Issue #477, opened 2018-04-05
why not-enough gas?


basquiat78:
<code>
		TransactionReceipt transactionReceipt = null;

		try {
		
			Credentials credentials = WalletUtils.loadCredentials(ETH_COINBASE_PASSWORD, PATH_TO_WALLET);
			TESTToken tokenContract = TESTToken.load(TESTTOKEN_CONTRACT_ADDRESS, web3j, credentials, Contract.GAS_PRICE, Contract.GAS_LIMIT);
			transactionReceipt = tokenContract.transfer(toAddress, amount).sendAsync().get();
			
		} catch (Exception e) {
			e.printStackTrace();
		}
		
		return transactionReceipt;
</code>

ok! i trasfered TESTToken to other address. but when call sendAsync().get()  below error

java.util.concurrent.ExecutionException: org.web3j.protocol.exceptions.TransactionException: Transaction has failed with status: null. Gas used: 37005. (not-enough gas?)

why not-enough gas?

BUT TESTToken was sent to other address. 

how can i set gas for contract? T^T

mushketyk:
Hi @basquiat78 
`web3j` expects a transaction result to have status equal to `0x1`, but for some reason, the status is equal to `null`. What client and what network are you using?

mushketyk:
@basquiat78 @conor10 I've created a PR that should fix the issue: https://github.com/web3j/web3j/pull/479

basquiat78:
and one more question.

Is this issue related to ens?

bellaj:
in my case there was an error in 
private static final String BINARY = "0x0....."
strangely there was an "\n" before "0x0.." after using web3j to generate the contract warpper
so removing this parasite bring thing back to normal

reuvenf:
I receive the same error:
`org.web3j.protocol.exceptions.TransactionException: Transaction has failed with status: 0x0. Gas used: 35513. (not-enough gas?)`

Please advise how to fix it.

willijk:
Maybe this is because of the web3j wrapper. I have encountered the same problem and tried to redeploy many times. Sometimes it can deploy successfully but most of the time I got the above exception. Thanks to [this](https://github.com/web3j/web3j/issues/515#issuecomment-456648080), I start to compare the bytecode generated by web3j to the bytecode generated by **remix**. It was different! After replacing the bytecode with **remix** bytecode, problem solved! At least my problem solved.

lilyhu2014:
I receive the same error: 

[...]

PR #479, opened 2018-04-05
Allow transaction receipts to have "null" status

mushketyk:
Fixes https://github.com/web3j/web3j/issues/477


conor10:
Great stuff.

PR #482, opened 2018-04-06
migrate to RxJava2

vpriscan:
Migration to RxJava2 (version 2.1.10), with minimal code modifications, without any method or class renaming, 
which means methods are still called *observable() even though they return RxJava2 Flowable.
Clients will have to update their code that expects old RxJava1 Observable to expect new RxJava2 Flowable.

**Alternative suggestion on migration requiring renaming and creating new methods:**
Dependency to 3rd party RxJava1 to RxJava2 and vice-versa interoperability library could be added so that clients who still use RxJava1 can continue using it.
Then, *observable() methods part of public API could be made to return RxJava1 Observable, using one-line RxJava2 to RxJava1 Interop library call, and methods called *flowable() that return new RxJava2 Flowable could be created.
That way client code won't break at all, until they decide to migrate to RxJava2 themselves.


core/src/main/java/org/web3j/protocol/core/RemoteCall.java
```diff
@@ -44,16 +44,7 @@ public T send() throws Exception {
...
-                subscriber -> {
-                    try {
-                        subscriber.onNext(send());
-                        subscriber.onCompleted();
-                    } catch (Exception e) {
-                        subscriber.onError(e);
-                    }
-                }
-        );
+    public Flowable<T> observable() {
```
conor10: 👍

conor10:
This is great work! Let me have a think about the API. It will require a major release of web3j for it.
That being said, it could be good to bundle up with @mushketyk's websocket work.

conor10:
I'm thinking it will make sense to ready a web3j 4.0 release with this once the websockets work is done.

vpriscan:
Websocket work uses RxJava1 in some places, depending on which pull request you merge first, someone (@mushketyk or me) will need to update those usages to RxJava2 too.

vpriscan:
@conor10 I have merged master back into rxjava2-migration branch and fixed conflicts

pgreze:
Most (all?) of JSON-RPC methods are just returning 1 value, so [Single](http://reactivex.io/RxJava/javadoc/io/reactivex/Single.html) should be favored IMO.

vpriscan:
@conor10 have you decided on the method names (*observable or *flowable) and whether [Single](http://reactivex.io/RxJava/javadoc/io/reactivex/Single.html) should be used for JSON-RPC methods?

conor10:
@snazha-blkio I'm keen to see this change in 4.0.

snazha-blkio:
No write permissions to @vpriscan's repo, so I have created a branch that pulls in changes from that branch.
The new PR is https://github.com/web3j/web3j/pull/753/files,

snazha-blkio:
Thanks @vpriscan for the hard work, this has been replaced with: https://github.com/web3j/web3j/pull/753

so we can make some changes.

vpriscan:
@snazha-blkio It has been a pleasure, keep up the good work!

● ● ● ●

*Task brief:*
Every record above needs to be restated exactly.

*Answer box:*
Issue #477, opened 2018-04-05
why not-enough gas?


basquiat78:
<code>
		TransactionReceipt transactionReceipt = null;

		try {
		
			Credentials credentials = WalletUtils.loadCredentials(ETH_COINBASE_PASSWORD, PATH_TO_WALLET);
			TESTToken tokenContract = TESTToken.load(TESTTOKEN_CONTRACT_ADDRESS, web3j, credentials, Contract.GAS_PRICE, Contract.GAS_LIMIT);
			transactionReceipt = tokenContract.transfer(toAddress, amount).sendAsync().get();
			
		} catch (Exception e) {
			e.printStackTrace();
		}
		
		return transactionReceipt;
</code>

ok! i trasfered TESTToken to other address. but when call sendAsync().get()  below error

java.util.concurrent.ExecutionException: org.web3j.protocol.exceptions.TransactionException: Transaction has failed with status: null. Gas used: 37005. (not-enough gas?)

why not-enough gas?

BUT TESTToken was sent to other address. 

how can i set gas for contract? T^T

mushketyk:
Hi @basquiat78 
`web3j` expects a transaction result to have status equal to `0x1`, but for some reason, the status is equal to `null`. What client and what network are you using?

mushketyk:
@basquiat78 @conor10 I've created a PR that should fix the issue: https://github.com/web3j/web3j/pull/479

basquiat78:
and one more question.

Is this issue related to ens?

bellaj:
in my case there was an error in 
private static final String BINARY = "0x0....."
strangely there was an "\n" before "0x0.." after using web3j to generate the contract warpper
so removing this parasite bring thing back to normal

reuvenf:
I receive the same error:
`org.web3j.protocol.exceptions.TransactionException: Transaction has failed with status: 0x0. Gas used: 35513. (not-enough gas?)`

Please advise how to fix it.

willijk:
Maybe this is because of the web3j wrapper. I have encountered the same problem and tried to redeploy many times. Sometimes it can deploy successfully but most of the time I got the above exception. Thanks to [this](https://github.com/web3j/web3j/issues/515#issuecomment-456648080), I start to compare the bytecode generated by web3j to the bytecode generated by **remix**. It was different! After replacing the bytecode with **remix** bytecode, problem solved! At least my problem solved.

lilyhu2014:
I receive the same error: 

[...]

PR #479, opened 2018-04-05
Allow transaction receipts to have "null" status

mushketyk:
Fixes https://github.com/web3j/web3j/issues/477


conor10:
Great stuff.

PR #482, opened 2018-04-06
migrate to RxJava2

vpriscan:
Migration to RxJava2 (version 2.1.10), with minimal code modifications, without any method or class renaming, 
which means methods are still called *observable() even though they return RxJava2 Flowable.
Clients will have to update their code that expects old RxJava1 Observable to expect new RxJava2 Flowable.

**Alternative suggestion on migration requiring renaming and creating new methods:**
Dependency to 3rd party RxJava1 to RxJava2 and vice-versa interoperability library could be added so that clients who still use RxJava1 can continue using it.
Then, *observable() methods part of public API could be made to return RxJava1 Observable, using one-line RxJava2 to RxJava1 Interop library call, and methods called *flowable() that return new RxJava2 Flowable could be created.
That way client code won't break at all, until they decide to migrate to RxJava2 themselves.


core/src/main/java/org/web3j/protocol/core/RemoteCall.java
```diff
@@ -44,16 +44,7 @@ public T send() throws Exception {
...
-                subscriber -> {
-                    try {
-                        subscriber.onNext(send());
-                        subscriber.onCompleted();
-                    } catch (Exception e) {
-                        subscriber.onError(e);
-                    }
-                }
-        );
+    public Flowable<T> observable() {
```
conor10: 👍

conor10:
This is great work! Let me have a think about the API. It will require a major release of web3j for it.
That being said, it could be good to bundle up with @mushketyk's websocket work.

conor10:
I'm thinking it will make sense to ready a web3j 4.0 release with this once the websockets work is done.

vpriscan:
Websocket work uses RxJava1 in some places, depending on which pull request you merge first, someone (@mushketyk or me) will need to update those usages to RxJava2 too.

vpriscan:
@conor10 I have merged master back into rxjava2-migration branch and fixed conflicts

pgreze:
Most (all?) of JSON-RPC methods are just returning 1 value, so [Single](http://reactivex.io/RxJava/javadoc/io/reactivex/Single.html) should be favored IMO.

vpriscan:
@conor10 have you decided on the method names (*observable or *flowable) and whether [Single](http://reactivex.io/RxJava/javadoc/io/reactivex/Single.html) should be used for JSON-RPC methods?

conor10:
@snazha-blkio I'm keen to see this change in 4.0.

snazha-blkio:
No write permissions to @vpriscan's repo, so I have created a branch that pulls in changes from that branch.
The new PR is https://github.com/web3j/web3j/pull/753/files,

snazha-blkio:
Thanks @vpriscan for the hard work, this has been replaced with: https://github.com/web3j/web3j/pull/753

so we can make some changes.

vpriscan:
@snazha-blkio It has been a pleasure, keep up the good work!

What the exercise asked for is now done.